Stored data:
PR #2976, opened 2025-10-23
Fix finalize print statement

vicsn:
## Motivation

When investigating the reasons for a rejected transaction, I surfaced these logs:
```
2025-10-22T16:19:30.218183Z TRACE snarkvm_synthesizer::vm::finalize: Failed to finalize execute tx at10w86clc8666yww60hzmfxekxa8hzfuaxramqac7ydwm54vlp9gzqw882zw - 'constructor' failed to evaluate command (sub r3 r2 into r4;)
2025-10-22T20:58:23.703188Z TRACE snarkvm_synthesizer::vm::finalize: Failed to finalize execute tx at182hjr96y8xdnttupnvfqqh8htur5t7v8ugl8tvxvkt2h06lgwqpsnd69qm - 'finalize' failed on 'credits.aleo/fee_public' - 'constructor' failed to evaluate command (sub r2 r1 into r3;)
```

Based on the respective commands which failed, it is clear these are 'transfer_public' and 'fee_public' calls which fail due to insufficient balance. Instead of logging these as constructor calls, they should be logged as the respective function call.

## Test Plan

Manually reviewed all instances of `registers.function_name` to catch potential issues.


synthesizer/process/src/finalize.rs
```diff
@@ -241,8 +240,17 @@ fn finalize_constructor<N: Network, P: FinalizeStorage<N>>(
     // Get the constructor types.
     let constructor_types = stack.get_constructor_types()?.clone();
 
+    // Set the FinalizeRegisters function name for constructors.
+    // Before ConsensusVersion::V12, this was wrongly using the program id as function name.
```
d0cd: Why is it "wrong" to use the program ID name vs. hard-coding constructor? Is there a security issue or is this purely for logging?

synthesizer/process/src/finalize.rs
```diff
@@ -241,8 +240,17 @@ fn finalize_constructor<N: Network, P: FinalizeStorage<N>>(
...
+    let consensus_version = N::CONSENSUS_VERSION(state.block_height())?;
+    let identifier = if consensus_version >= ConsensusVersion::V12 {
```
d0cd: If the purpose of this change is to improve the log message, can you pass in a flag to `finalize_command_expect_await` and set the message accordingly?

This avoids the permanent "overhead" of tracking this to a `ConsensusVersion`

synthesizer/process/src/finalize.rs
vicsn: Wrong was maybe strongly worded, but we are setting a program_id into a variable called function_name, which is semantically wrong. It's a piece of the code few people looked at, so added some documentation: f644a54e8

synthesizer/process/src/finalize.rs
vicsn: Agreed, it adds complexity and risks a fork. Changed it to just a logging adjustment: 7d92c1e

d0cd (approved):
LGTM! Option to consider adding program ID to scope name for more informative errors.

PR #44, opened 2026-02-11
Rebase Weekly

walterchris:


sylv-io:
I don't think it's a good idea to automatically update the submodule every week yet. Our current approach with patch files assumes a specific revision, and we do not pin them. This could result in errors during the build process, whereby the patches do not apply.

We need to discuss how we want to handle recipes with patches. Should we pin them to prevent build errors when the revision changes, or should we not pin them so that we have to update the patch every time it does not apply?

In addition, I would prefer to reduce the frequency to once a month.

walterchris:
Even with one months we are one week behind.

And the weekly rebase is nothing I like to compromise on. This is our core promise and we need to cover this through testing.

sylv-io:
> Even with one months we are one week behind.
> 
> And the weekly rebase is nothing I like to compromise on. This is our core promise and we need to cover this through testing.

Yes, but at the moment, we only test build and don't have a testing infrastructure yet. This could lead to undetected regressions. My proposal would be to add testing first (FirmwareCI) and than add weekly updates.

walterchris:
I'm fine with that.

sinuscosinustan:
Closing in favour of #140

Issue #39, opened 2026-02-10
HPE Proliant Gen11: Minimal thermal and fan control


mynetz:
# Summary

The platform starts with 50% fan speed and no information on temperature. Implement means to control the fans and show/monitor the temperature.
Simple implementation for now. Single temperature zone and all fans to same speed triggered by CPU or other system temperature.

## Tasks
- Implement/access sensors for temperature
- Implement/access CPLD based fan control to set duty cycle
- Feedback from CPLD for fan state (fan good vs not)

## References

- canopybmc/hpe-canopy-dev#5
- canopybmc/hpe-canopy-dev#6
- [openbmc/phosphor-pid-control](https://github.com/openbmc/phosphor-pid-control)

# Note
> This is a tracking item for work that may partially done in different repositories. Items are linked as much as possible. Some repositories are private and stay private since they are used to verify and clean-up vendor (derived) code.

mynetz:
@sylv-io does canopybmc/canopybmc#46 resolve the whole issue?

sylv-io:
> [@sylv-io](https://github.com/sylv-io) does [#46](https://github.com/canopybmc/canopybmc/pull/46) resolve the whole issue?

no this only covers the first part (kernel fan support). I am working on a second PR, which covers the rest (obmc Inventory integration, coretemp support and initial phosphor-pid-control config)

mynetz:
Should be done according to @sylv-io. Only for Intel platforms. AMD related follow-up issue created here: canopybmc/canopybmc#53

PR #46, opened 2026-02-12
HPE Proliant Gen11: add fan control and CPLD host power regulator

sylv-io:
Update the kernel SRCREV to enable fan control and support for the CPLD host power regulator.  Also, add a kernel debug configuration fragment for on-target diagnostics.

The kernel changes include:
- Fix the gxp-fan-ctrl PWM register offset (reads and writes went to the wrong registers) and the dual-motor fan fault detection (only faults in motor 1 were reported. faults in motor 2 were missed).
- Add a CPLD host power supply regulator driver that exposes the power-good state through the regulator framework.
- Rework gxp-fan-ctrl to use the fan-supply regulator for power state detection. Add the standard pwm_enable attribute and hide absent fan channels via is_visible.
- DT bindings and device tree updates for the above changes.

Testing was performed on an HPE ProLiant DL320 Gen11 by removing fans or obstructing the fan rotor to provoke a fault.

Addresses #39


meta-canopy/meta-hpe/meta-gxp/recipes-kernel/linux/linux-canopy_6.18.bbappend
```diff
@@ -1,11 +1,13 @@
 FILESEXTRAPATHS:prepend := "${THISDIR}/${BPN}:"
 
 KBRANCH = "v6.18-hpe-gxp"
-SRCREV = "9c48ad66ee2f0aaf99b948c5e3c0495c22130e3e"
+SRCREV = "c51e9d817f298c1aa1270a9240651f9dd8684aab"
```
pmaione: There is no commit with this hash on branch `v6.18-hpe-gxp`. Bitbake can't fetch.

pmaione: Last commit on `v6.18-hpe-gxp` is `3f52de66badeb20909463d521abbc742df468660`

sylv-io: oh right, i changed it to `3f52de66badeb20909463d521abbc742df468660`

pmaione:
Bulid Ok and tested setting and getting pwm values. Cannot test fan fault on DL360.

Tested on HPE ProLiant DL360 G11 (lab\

> **Work order**
Wherever the word "detection" occurs in the data, copy that whole line.

> **Task solution**
- Fix the gxp-fan-ctrl PWM register offset (reads and writes went to the wrong registers) and the dual-motor fan fault detection (only faults in motor 1 were reported. faults in motor 2 were missed).
- Rework gxp-fan-ctrl to use the fan-supply regulator for power state detection. Add the standard pwm_enable attribute and hide absent fan channels via is_visible.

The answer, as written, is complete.